Mekelberg and other experts believe the involvement of an Iranian national is indicative of the regime’s core vulnerability: Turncoats within its population, and even within the nuclear program itself.
“They have a real issue with security. I assume that the more things like this happen, the more paranoid they become about who they can trust, who is working with foreign agencies. Obviously, someone is,” Mekelberg said.
Olli Heinonen, a non-proliferation expert and distinguished fellow at the Washington-based Stimson Center, believes the sophistication of the Natanz attack means there is little doubt that local collaborators from within the regime enabled it.
“Those who have designed and executed these actions have insider information and highly likely local contributors,” Heinonen told Arab News.
Like Mekelberg, Heinonen highlighted Iran’s apparent ineptitude in defending even its most critical nuclear facilities and pointed to the stark contrast between the country’s record and another global pariah state’s nuclear program.
“It is worth noting that we have not heard about similar incidents in North Korea,” he said. “It is evident that the (Iranian) security forces have not been able to protect the assets as the leadership had expected.
“This does not come as a surprise. Not all Iranians, including technical professionals, buy the reasonability of the enrichment efforts, the investments for which could be used better elsewhere, even within the nuclear program.”
Tehran has admitted that the attacks caused serious damage at the Natanz facility. Last week, Alireza Zakani, a regime hardliner who heads the Iranian parliament’s research center, referred to “several thousand centrifuges damaged and destroyed” in an interview on state television.
“From a technical standpoint, the enemy’s plan was rather beautiful,” the head of the Iranian parliament’s energy committee said. “They thought about this and used their experts and planned the explosion so both the central power and the emergency power cable would be damaged.”
Heinonen said the attacks have “certainly slowed production” of 20 percent enriched uranium, which is above the enrichment level needed for nuclear power, but far below the 90 percent required for weapons-grade uranium.
However, he cautioned that production could begin to ramp up again within three months of the attack, and Tehran’s promise to begin enriching uranium to 60 percent in response to the attack could act as a springboard toward rapid development of a nuclear bomb.
“In a short term (60 percent enrichment) does not contribute much to breakout time, but it demonstrates the fact that uranium enrichment is mainly designed to build a nuclear latency; to be in a position to relaunch in short interval a full nuclear weapon acquisition program, if such a decision is made,” he said.

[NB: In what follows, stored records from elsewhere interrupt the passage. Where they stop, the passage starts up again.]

PR #4734, opened 2024-03-29
chore(rust): run `cargo update`

eventualbuddha:
## Overview
Updates dependencies in a manner compatible with the versions specified in `Cargo.toml` files. (See [docs](https://doc.rust-lang.org/cargo/commands/cargo-update.html)).

### Why?
This PR only updates the versions of packages that `cargo` decides are semver-compatible with the versions specified in `Cargo.toml` files transitively. If we assume that care was taken in choosing the versions appropriately, I believe the risk of this is low. It is of course possible that an update could have a change that unintentionally breaks our code. In the worst case, this breakage is subtle and isn't caught by our tests. This risk has to be weighed against the risk of stagnation.

In the Rust ecosystem, the emphasis on staying up to date is even stronger than many others. Many crates have policies that look something like "we support the last N minor revisions of Rust", where N is often less than 10.  For context, 10 minor versions from the current 1.77.0 is 1.67.0, which was released on January 2023. This MSRV (minimum supported Rust version, a per-crate config) is typically ratcheted up over time, so you need to keep both your Rust version and crate dependencies updated with some frequency to avoid a situation where your workspace becomes "stale" and you can no longer install or update crates without looking for a compatible older version that supports your older version of Rust and your existing set of crate dependencies.

This dynamic exists in the NodeJS ecosystem but is often much less codified, with packages failing to declare which versions of NodeJS they support in a tooling-readable way.

## Demo Video or Screenshot
n/a

## Testing Plan
Automated tests.

### DIFF
--- a/Cargo.lock
+++ b/Cargo.lock
@@ -25,9 +25,9 @@ checksum = "f26201604c87b1e01bd3d98f8d5d9a8fcbb815e8cedb41ffccbeb4bf593a35fe"
 
 [[package]]
 name = "ahash"
-version = "0.8.6"
+version = "0.8.11"
 source = "registry+https://github.com/rust-lang/crates.io-index"
-checksum = "91429305e9f0a25f6205c5b8e0d2db09e0708a7a6df0f42212bb56c32c8ac97a"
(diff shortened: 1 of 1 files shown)


arsalansufi (approved):
LGTM! Thanks for all the notes on the Rust ecosystem's update philosophy

PR #4735, opened 2024-03-29
VxMarkScan - Save Diagnostics Report

### LINKED ISSUE #4721: vxmarkscan: allow exporting diagnostics report to USB
Allow VxMarkScan readiness report to be saved to an attached USB. I think this will be easier than involving the print flow.

adghayes:
## Overview

Closes #4721.

## Demo Video or Screenshot

Screen Shot 2024-03-29 at 9 26 58 AM

## Checklist


adghayes:
@kofi-q I'll be out for two weeks when you review this, feel free to go ahead and merge, make tweaks, or ignore it if there's too much to change.

apps/mark-scan/backend/src/app.diagnostics.test.ts
```diff
@@ -127,12 +136,82 @@ test('getApplicationDiskSpaceSummary', async () => {
...
   );
 });
+
+const reportPrintedTime = new Date('2021-01-01T00:00:00.000');
+jest.mock('./util/get_current_time', () => ({
+  getCurrentTime: () => reportPrintedTime.getTime(),
+}));
+
+test('saving the readiness report', async () => {
+  jest.useFakeTimers().setSystemTime(reportPrintedTime.getTime());
```
kofi-q, line 155: nit: Not clear why we need both this jest time mock and a mock of the `get_current_time` module - does this not affect the result of `Date.now()`?

kofi-q (approved):

apps/mark-scan/backend/src/app.diagnostics.test.ts
adghayes: It does, but there's something in our mocks that does not play nicely with mocking `Date.now()` - the test will freeze and never complete. That is why `getCurrentTime` exists at all - because mocking with `jest` breaks our tests. But mocking during certain set up actions is OK. 

It's been a while since I've looked at this - ideally I would have a better understanding of what exactly is hanging when using fake timers. I'm just going to merge this and make a ticket for the question, since it's not worth me digging all the way into now.

adghayes: It looks like the problem is that `playwright` can't properly launch Chromium when fake timers are running, so anytime we use `libs/printing` for rendering, we can't be running fake timers.

PR #4738, opened 2024-04-02
fix(mark-scan): `clap` usage fixes

eventualbuddha:
- use doc comments (triple-slash) on `clap::Parser` struct fields to have them show up both in intellisense and in `--help` output
- unconditionally run `Args::parse()` early to allow handling of `--help` and `--version` flags

```
Usage: patinputd [OPTIONS]

Options:
  -s, --skip-hardware-check  Allow the daemon to run if no hardware is found
  -h, --help                 Print help
  -V, --version              Print version
```


kshen0 (approved):
Thanks for the fixes

Issue #4623, opened 2024-02-27
vxmarkscan: ATI onboarding / help


mattroe:
VxMarkScan provides general on-screen guidance for a visual-touch user and also a guided device-setup flow for a dual-switch/limited-dexterity user. The audio-tactile interface experiences leaves much more to be desired.

The audio interface should initially provide audio instructions for how to use the tactile controller. Specifically it should instruct a user how to:
- Navigate and select contests
- Change volume
- Change rate of audio
- Pause audio
- Repeat content
- Seek more help with the controller

The help button on the controller should be remapped to an optional interactive flow (see below). As discussed, it's acceptable for the means to repeat content to be simply navigating "back" to the contest - as long as the means to do so is communicated. We do not need and explicit "replay" action on the audio tactile controller.

The interactive help feature should prompt the user to touch the controls on the tactile controller to learn their functions. When pressed, the audio track should state their function. A graphic of the controller can be shown on screen during this function. A user can be prompted to exit the help menu by clicking the help button again.

Slack context: https://votingworks.slack.com/archives/CJU9MSC6S/p1709052941623499

kshen0:
Seems like @adghayes handled this in https://github.com/votingworks/vxsuite/pull/4676

PR #4740, opened 2024-04-03
[libs/ui] Consolidate keybindings across apps into shared definition

kofi-q:
## Overview

Related to: https://github.com/votingworks/vxsuite/issues/4623

Moving navigation, language, and audio keybindings to a shared location in libs/ui in preparation for use in the BMD accessible controller help flow.

Also fixing a couple controller navigation bugs:
- Focus navigation on the VxMark "Review" screen was previously broken - this fixes the query selectors used to find focusable elements.
- Previously, voters could accidentally navigate to a different contest while an overvote modal or write-in modal was active - this fixes the page navigation logic to no-op when a modal is active.

## Demo Video or Screenshot
Also includes updates to the `MarkScanControllerIllustration` to use theme-aware styling for the interactive states - prototype of the help flow here:
https://drive.google.com/file/d/1nsAstb3RIabvBU6FgqhFOr2pH-Y4h1-K/view?usp=drive_link

## Testing Plan
- New tests for accessible navigation functions, updated relevant existing tests.

## Checklist

### DIFF
--- a/apps/mark/frontend/src/lib/gamepad.ts
+++ b/apps/mark/frontend/src/lib/gamepad.ts
@@ -1,81 +1,31 @@
 import { Button } from 'react-gamepad';
-import { mod } from '../utils/mod';
-
-export function getActiveElement(): HTMLElement {
-  return document.activeElement as HTMLElement;
-}
-
-function getFocusableElements(): HTMLElement[] {
-  const tabbableElements = Array.from(
-    document.querySelectorAll(
-      'button:not([aria-hidden="true"]):not([disabled])'
-    )
-  );
-  const ariaHiddenTabbableElements = Array.from(
-    document.querySelectorAll('[aria-hidden="true"] button')
-  );
-  return tabbableElements.filter(
-    (element) => ariaHiddenTabbableElements.indexOf(element) === -1
-  ) as HTMLElement[];
-}
-
-function handleArrowUp() {
-  const focusable = getFocusableElements();
-  const currentIndex = focusable.indexOf(getActiveElement());
-  /* istanbul ignore else */
-  if (focusable.length) {
-    if (currentIndex > -1) {
-      focusable[mod(currentIndex - 1, focusable.length)].focus();
-    } else {
-      focusable[focusable.length - 1].focus();
-    }
-  }
-}
-
-function handleArrowDown() {
-  const focusable = getFocusableElements();
-  const currentIndex = focusable.indexOf(getActiveElement());
-  /* istanbul ignore else */
-  if (focusable.length) {
-    focusable[mod(currentIndex + 1, focusable.length)].focus();
-  }
-}
-
-function handleArrowLeft() {
-  const prevButton = document.getElementById('previous');
-  /* istanbul ignore else */
-  if (prevButton) {
-    prevButton.click();
-  }
-}
-
-function handleArrowRight() {
-  const nextButton = document.getElementById('next');
-  /* istanbul ignore else */
-  if (nextButton) {
-    nextButton.click();
-  }
-}
+import {
+  Keybinding,
+  PageNavigationButtonId,
+  advanceElementFocus,
+  triggerPageNavigationButton,
+} from '@votingworks/ui';
 
 function handleClick() {
-  const activeElement = getActiveElement();
-  activeElement.click();
+  if (document.activeElement instanceof HTMLElement) {
+    document.activeElement.click();
+  }
 }
 
 export function handleGamepadButtonDown(buttonName: Button): void {
   switch (buttonName) {
     case 'DPadUp':
-      handleArrowUp();
+      advanceElementFocus(-1);
       break;
     case 'B':
     case 'DPadDown':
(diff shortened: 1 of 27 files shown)


libs/ui/src/accessible_controllers/mark_scan_controller_illustration.tsx
```diff
@@ -1,42 +1,69 @@
...
 
 interface MarkScanControllerIllustrationProps {
   highlight?: MarkScanControllerButton;
 }
 
-const HIGHLIGHT_FILL = '#885fce';
-export const MARK_SCAN_CONTROLLER_ILLUSTRATION_HIGHLIGHT_FILL = HIGHLIGHT_FILL;
+const BUTTON_CLASS_NAME = 'markScanControllerIllustration--Button';
+const BUTTON_CLASS_NAME_HIGHLIGHTED = `${BUTTON_CLASS_NAME}--highlighted`;
+const BUTTON_FOREGROUND_CLASS_NAME = `${BUTTON_CLASS_NAME}Foreground`;
```
kshen0, line 12: any reason to not delineate with `--` like the other class names?

libs/ui/src/keybindings.ts
```diff
@@ -0,0 +1,28 @@
+/**
+ * Keyboard keybindings for VxSuite apps.
+ *
+ * These are mapped to features/behaviors in various apps (some triggered via
+ * accessible controllers) and are consolidated here to encourage consistency
+ * and avoid accidental collisions.
+ */
```
kshen0, line 7: 🎉

libs/ui/src/accessible_controllers/navigation.ts
```diff
@@ -0,0 +1,60 @@
...
+/**
+ * Simulates browser `Tab`/`Shift+Tab` behavior by moving focus to the next
+ * focusable element in the document, in the specified {@link direction}.
+ */
+export function advanceElementFocus(direction: 1 | -1): void {
+  const hiddenTabEnabledElements = getHiddenTabEnabledElements();
+
+  const focusableElements = Array.from(
+    document.querySelectorAll<HTMLElement>(FOCUSABLE_ELEMENT_SELECTORS)
+  ).filter((e) => !hiddenTabEnabledElements.has(e));
```
kshen0, line 31: Are `hiddenTabEnabledElements` already filtered by the `not([aria-hidden="true"])` clauses in `FOCUSABLE_ELEMENT_SELECTORS`?

apps/mark/frontend/src/lib/gamepad.ts
```diff
@@ -88,23 +38,23 @@ export function handleGamepadButtonDown(buttonName: Button): void {
...
+    case Keybinding.PAGE_PREVIOUS:
+      triggerPageNavigationButton(PageNavigationButtonId.PREVIOUS);
       break;
-    case 'ArrowRight':
-      handleArrowRight();
+    case Keybinding.PAGE_NEXT:
+      triggerPageNavigationButton(PageNavigationButtonId.NEXT);
       break;
-    case ']':
+    case Keybinding.LEGACY_PAT_SELECT:
```
kshen0, line 54: Tracking updating the daemon in https://github.com/votingworks/vxsuite/issues/4742 so we can get rid of the `LEGACY` keybindings later.

(Now that I think about it, we probably don't need to handle PAT input in VxMark because there is no PAT input on those machines, but the comment stands for `mark-scan/.../assistive_technology`)

libs/ui/src/accessible_controllers/navigation.ts
kofi-q: This could probably use a more explicit naming - it's more along the lines of `tabEnabledElementsInHiddenBlocks`, which don't get caught by the `not([aria-hidden="true"])` and have to be queried via an ancestor query: `[aria-hidden="true"] button`

Will update naming and add clarifying comments to avoid confusion

apps/mark/frontend/src/lib/gamepad.ts
kofi-q: Ah, perfect! Would be great to standardise on the `FOCUS_NEXT` and `SELECT` keybindings - wasn't sure if we had control over the key mapping for the PAT input.

And thanks for the heads-up on VxMark - will drop the legacy bindings altogether if there's no PAT support there anyway

libs/ui/src/accessible_controllers/mark_scan_controller_illustration.tsx
kofi-q: Ah, didn't mean to have the `--` in the `BUTTON_CLASS_NAME` definition - should be `markScanControllerIllustrationButton` there, whereas the `--` suffixes are intended to signify style variations for the base class. Will fix

libs/ui/src/accessible_controllers/navigation.ts
kshen0: Thanks for clarifying!

kshen0 (approved):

The response to the attacks is part of a delicate balancing act by Tehran, according to Nader Di Michele, an Iran-focused analyst at political risk consultancy Prelia.
“They do not want escalations but the government has to show a response in terms of its foreign policy. That could be aimed at international actors or even its domestic population,” he told Arab News.
Beyond increasing uranium enrichment, it was reported that unknown actors targeted an Israeli-owned cargo ship in the following days. However, Di Michele thinks the damage caused by that attack was, by design, minimal compared with the devastation caused by the Natanz attack.
“There always has to be a response to these attacks, but I think the Iranian delegation understands that there is a limit to what they can do if they want sanctions relief.”
Di Michele said if the ongoing negotiations in Vienna prompt a lifting of sanctions and release of various assets that, in turn, deliver a financial boost to the regime, “we can never be sure what proportion of that would go to support which activities.”
He added: “It can be assumed that a proportion of those assets released would go toward foreign policy activities. What those entail, I couldn’t speculate on.”